(Saved entries)

PR #1764, opened 2026-05-12
feat(backend): cache linearised functions and add ContractDefinition::is_payable

hedgar2017:
[`compute_linearised_functions`](https://github.com/NomicFoundation/slang/blob/0a0ba100ef74c1001e256bea94c5a285c93170ca/crates/solidity/outputs/cargo/crate/src/backend/ir/ast/node_extensions/contracts.rs#L110-L147) is O(B*F^2) per call. Cache the result on `binder::ContractDefinition` via `OnceCell<Vec<NodeId>>`. NodeIds (not `FunctionDefinition`) to avoid an Rc cycle through `Rc<SemanticAnalysis>`.

Add `ContractDefinition::is_payable` mirroring solc's `ContractType::isPayable`. Consumer-side switch lands in [NomicFoundation/solx#390](https://github.com/NomicFoundation/solx/pull/390).

### DIFF
--- a/crates/solidity/outputs/cargo/crate/src/backend/binder/definitions.rs
+++ b/crates/solidity/outputs/cargo/crate/src/backend/binder/definitions.rs
@@ -1,3 +1,4 @@
+use std::cell::OnceCell;
 use std::rc::Rc;
 
 use super::ScopeId;
@@ -48,6 +49,7 @@ pub struct ContractDefinition {
     pub bases: Option<Vec<NodeId>>,
     pub constructor_parameters_scope_id: Option<ScopeId>,
     pub base_slot: Option<usize>,
+    pub linearised_functions: OnceCell<Vec<NodeId>>,
 }
 
 #[derive(Debug)]
@@ -318,6 +320,7 @@ impl Definition {
             bases: None,
             constructor_parameters_scope_id: None,
             base_slot: None,
+            linearised_functions: OnceCell::new(),
         })
     }
 
--- a/crates/solidity/outputs/cargo/crate/src/backend/binder/mod.rs
+++ b/crates/solidity/outputs/cargo/crate/src/backend/binder/mod.rs
@@ -195,8 +195,11 @@ impl Binder {
         if self.definitions.contains_key(&node_id) {
             unreachable!("attempt to insert duplicate definition on node {node_id:?}");
         }
-        self.definitions_by_identifier
-            .insert(definition.identifier().id(), node_id);
+        if !matches!(&definition, Definition::Function(function) if function.ir_node.name.is_none())
+        {
+            self.definitions_by_identifier
+                .insert(definition.identifier().id(), node_id);
+        }
         self.definitions.insert(node_id, definition);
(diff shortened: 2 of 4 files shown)


crates/solidity/outputs/cargo/crate/src/backend/passes/p2_collect_definitions.rs
```diff
@@ -329,6 +329,16 @@ impl Visitor for Pass<'_> {
...
+                } else if matches!(
+                    node.kind,
+                    input_ir::FunctionKind::Fallback
+                        | input_ir::FunctionKind::Receive
+                        | input_ir::FunctionKind::Unnamed
+                ) {
+                    let visibility = (&node.visibility).into();
+                    let definition =
+                        Definition::new_function(node, parameters_scope_id, visibility);
+                    self.binder.insert_definition_no_scope(definition);
```
ggiraldez, line 341: This is not correct. A nameless function cannot be registered as a definition because it cannot be referenced. Linearised functions are computed from the list of a contract's functions and not definitions, so this shouldn't be an issue.

crates/solidity/outputs/cargo/crate/src/backend/binder/mod.rs
```diff
@@ -195,8 +195,11 @@ impl Binder {
         if self.definitions.contains_key(&node_id) {
             unreachable!("attempt to insert duplicate definition on node {node_id:?}");
         }
-        self.definitions_by_identifier
-            .insert(definition.identifier().id(), node_id);
+        if !matches!(&definition, Definition::Function(function) if function.ir_node.name.is_none())
+        {
+            self.definitions_by_identifier
+                .insert(definition.identifier().id(), node_id);
+        }
```
ggiraldez, line 202: This is not correct, but should not be needed. We don't register unnamed functions as definitions.

crates/solidity/outputs/cargo/crate/src/backend/binder/definitions.rs
```diff
@@ -48,6 +49,7 @@ pub struct ContractDefinition {
     pub bases: Option<Vec<NodeId>>,
     pub constructor_parameters_scope_id: Option<ScopeId>,
     pub base_slot: Option<usize>,
+    pub linearised_functions: OnceCell<Vec<NodeId>>,
```
ggiraldez, line 52: I don't think this is the appropriate place to put the cache. We want a more holistic approach to caching, probably located in the semantic context.

ggiraldez (changes requested):
I don't think the implementation for the caching strategy is good. Registering unnamed functions as definitions is also not correct as they cannot be referenced.

`is_payable` looks good, and I'm guessing you need that for lowering. If you don't mind, I'd rather do without caching for now and we can later implement caching in v2 in a generalized way. I think it makes sense to put it in the semantic context, but there may be some subtleties to address.

hedgar2017:
@ggiraldez thanks! Let me close it then and until v2.

PR #1767, opened 2026-05-13
add GitHub Actions log group markers to infra scripts

OmarTawfik:
Was running into this debugging a recent CI failure. The grouping helps minimize noise in CI for the `hermit` env activation, and all `infra` CLI invocations.

### DIFF
--- a/scripts/_common.sh
+++ b/scripts/_common.sh
@@ -9,11 +9,15 @@ _github_collapse_group() {
   local title="$1"
   shift
 
-  [[ -n "${CI:-}" ]] && echo "::group::${title}"
+  if [[ -n "${CI:-}" ]]; then
+    echo "::group::${title}"
+  fi
 
   "$@"
 
-  [[ -n "${CI:-}" ]] && echo "::endgroup::"
+  if [[ -n "${CI:-}" ]]; then
+    echo "::endgroup::"
+  fi
 }
 
 #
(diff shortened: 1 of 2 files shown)


scripts/_common.sh
```diff
@@ -2,10 +2,24 @@
...
 #
+_github_collapse_group() {
+  local title="$1"
+  shift
+
+  [[ -n "${CI:-}" ]] && echo "::group::${title}"
+
+  "$@"
+
+  [[ -n "${CI:-}" ]] && echo "::endgroup::"
```
nebasuke: This doesn't work locally and breaks infra scripts (I tested it locally). You might want to change this to an explicit if then.


Claude comment:
When CI is unset, [[ -n "" ]] is false. `set -e` exempts the false from triggering inside the && short-circuit, but the function's return status is the exit status of its last command — which is 1. The function call in the caller isn't part of a conditional, so set -e then trips on the non-zero return and aborts the sourcing of _common.sh.

nebasuke (changes requested):

scripts/_common.sh
OmarTawfik: Good catch! Thank you 👍

OmarTawfik: @nebasuke any other feedback?

nebasuke (approved):
Looks good now!

PR #1768, opened 2026-05-13
fix(benchmark): Filter benchmarks by present on main when testing

teofr:
#1750 introduced tests to make sure no new benchmarks are added, or expected ones dropped. However, it used _all_ benchmarks in bencher cloud, rather than those we care about (those reported from `main`).

This PR fixes that by filtering benchmarks for those only present on `main`

### DIFF
--- a/crates/infra/cli/src/toolchains/bencher/mod.rs
+++ b/crates/infra/cli/src/toolchains/bencher/mod.rs
@@ -154,53 +154,50 @@ fn bencher_archive_command(action: &str, project: &str, branch: &str) {
         .run();
 }
 
-/// List every benchmark name recorded for `project` on bencher.dev,
-/// paginating through the bencher API.
+/// List every benchmark name recorded in the most recent report on `branch`
+/// (scoped to the `ci` testbed).
 ///
-/// Honours the `SLANG_BENCHER_PROJECT` env var as an override, matching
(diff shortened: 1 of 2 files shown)


ggiraldez (approved):
Looks good, but would it make sense to get the benchmarks directly from the latest `main` report?

teofr:
@ggiraldez you're absolutely right, will change

teofr:
@ggiraldez could you give it a quick look? Since it changed following your recommendation.

crates/infra/cli/src/toolchains/bencher/mod.rs
```diff
@@ -154,53 +154,48 @@ fn bencher_archive_command(action: &str, project: &str, branch: &str) {
...
+            "list",
+            &project,
+            "--branch",
+            branch,
+            "--testbed",
+            "ci",
+            "--per-page",
+            "1",
+            "--direction",
+            "desc",
```
ggiraldez, line 178: I'd add an explicit `--sort date_time` just in case the default changes in the future.

ggiraldez (approved):
Looks good, thank you!

teofr:
Closing in favor of #1788

teofr:
Actually, reopening, We need a newer version of `iai-callgrind` to do these tests.

teofr:
Closing since it needs a re review any way, and I'll update how we do this a bit

PR #1770, opened 2026-05-13
[v2] More AST enhancements

ggiraldez:
- Port #1761 to v2 adding `UserDefinedValueType::target_type()`, `Type::data_location()` and `Type::is_reference_type()`
- Rename `id()` to `node_id()` in AST terminal types for consistency with sequence types
- Add `Expression::get_type()` that dispatches on the enum's variant payloads (implementing #1762 for v2)

### DIFF
--- a/crates/solidity-v2/outputs/cargo/ast/src/ast/node_extensions/string_expression.rs
+++ b/crates/solidity-v2/outputs/cargo/ast/src/ast/node_extensions/string_expression.rs
@@ -1,9 +1,22 @@
 use slang_solidity_v2_semantic::types::literals;
 
-use super::super::StringExpression;
+use super::super::{StringExpression, Type};
 use crate::ast::{HexStringLiteralsStruct, StringLiteralsStruct, UnicodeStringLiteralsStruct};
 
 impl StringExpression {
+    /// Returns the type assigned to this string expression by the typing pass.
+    ///
+    /// The typing pass binds the resolved type to the first literal in the
+    /// sequence; this accessor delegates to that literal. Returns `None` when
+    /// the sequence is empty or the typing pass did not record a type.
+    pub fn get_type(&self) -> Option<Type> {
+        match self {
+            StringExpression::StringLiterals(literals) => literals.iter().next()?.get_type(),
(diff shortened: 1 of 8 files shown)


crates/solidity-v2/outputs/cargo/ast/src/ast/node_extensions/string_expression.rs
```diff
@@ -1,9 +1,22 @@
...
 
 impl StringExpression {
+    /// Returns the type assigned to this string expression by the typing pass.
+    ///
+    /// The typing pass binds the resolved type to the first literal in the
+    /// sequence; this accessor delegates to that literal. Returns `None` when
+    /// the sequence is empty or the typing pass did not record a type.
+    pub fn get_type(&self) -> Option<Type> {
+        match self {
+            StringExpression::StringLiterals(literals) => literals.iter().next()?.get_type(),
```
teofr, line 14: Not for this PR, but do we need to have individual string literals tracked at the IR level? Could we just transform them to a single string when going from CST to IR?

teofr (approved):
LGTM, just a question, but not for this PR

crates/solidity-v2/outputs/cargo/ast/src/ast/node_extensions/string_expression.rs
ggiraldez: Interesting idea. Would it be a single non-unique terminal? Would you store a processed `text` for it? That would introduce a mismatch between the `range` and the `text` length for example. Otherwise, if we keep the original content, we'd need to do parsing whenever we want to evaluate the contents. Or are you maybe thinking about a custom node type?

teofr: I was thinking of a custom node type, I don't think I care much about the `range` and `text` length mismatch.

On a second thought, maybe this belongs to the type of `StringLiteral`, I understand that's how we're evaluating numbers, so the node has the range, the type stores the value.

In any case, it was mainly out of curiosity, I don't see a strong need for it.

### Required action:
All lines in the records with the string "tests" should be copied out.

### Problem solution:
#1750 introduced tests to make sure no new benchmarks are added, or expected ones dropped. However, it used _all_ benchmarks in bencher cloud, rather than those we care about (those reported from `main`).
Actually, reopening, We need a newer version of `iai-callgrind` to do these tests.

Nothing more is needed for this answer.